The scanner in question had a lower resolution than those used in airports, not showing, for example, the outlines of genitalia.

But Gizmodo said the fact these pictures were leaked "almost guarantees that others will be seeing similar images in the future."

Huffington Post columnist Jay Michaelson railed against the "outrageous expansions of the police state."

"We have gotten to the point where detailed photos of our genitalia are taken every time we fly home to visit Grandma for Christmas," he wrote. "Or, alternatively, as John Tyner learned, you can have a stranger run his (or her) hands up to your genitals."

TSA Administrator John Pistole says he understands why people are upset, but "everybody who gets on a flight wants to be sure the people around them have been properly screened," he told lawmakers Tuesday.

One thing the TSA may have to adjust is the way it handles alarmed passengers like Tyner.

As noted by Daily News columnist Joanna Molloy, the TSA official's instructions to Tyner sounded like something from a dodgy massage parlor.

"We are going to be doing a groin check. That means I am going to place my hand on your hip, my other hand on your inner thigh.
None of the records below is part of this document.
PR #373, opened 2016-09-10
Validate json files in new location

### LINKED ISSUE #371: jsonlint should look for JSON files at their post-re-organisation locations
#351 moved files from the root of this repo to per-problem subdirectories under `exercises/`.

However, jsonlint still searches for files in the root of this repo only because its glob at https://github.com/exercism/x-common/blob/master/bin/jsonlint#L4 is `*.json`.

This means that we are not getting JSON validation on any JSON files currently.

kytrinyx:
We restructured the exercise files to live under exercises/:slug/*. This updates
the json linting script to look for the json files in their new location.

Fixes #371

### DIFF
--- a/bin/jsonlint
+++ b/bin/jsonlint
@@ -1,7 +1,7 @@
 #!/usr/bin/env bash
 
 STATUS=0
-for f in $(ls *.json); do
+for f in $(ls exercises/**/*.json); do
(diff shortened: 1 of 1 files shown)


petertseng:
Looks right!

PR #374, opened 2016-09-10
Update documentation about problem data files

### LINKED ISSUE #372: README should point to new post-re-organisation JSON locations
README currently has:

```Each problem can have a file <problem>.json```

Rendered, this just shows up as "Each problem can have a file .json", but that's a separate issue.

The more important thing is that this should get changed to match the location after #351 moved to per-exercise directories.

kytrinyx:
We recently reorganized the problem files, and the README was still
referencing the old filenames and locations.

This makes makes the new file structure explicit, and also fixes references
to files that were referred to using their old names and locations.

Fixes #372


petertseng:
Looks good to me. :+1:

Slowly go up and slide down," the official says in the popular YouTube footage.

After his outburst, Tyner was told to leave the airport and threatened with prosecution.

Rich Hanley, professor of journalism at Quinnipiac University, said society will just have to get used to the new reality.

"I do think the scanners are going to stay and it's just another indignity that we will put up with when we travel."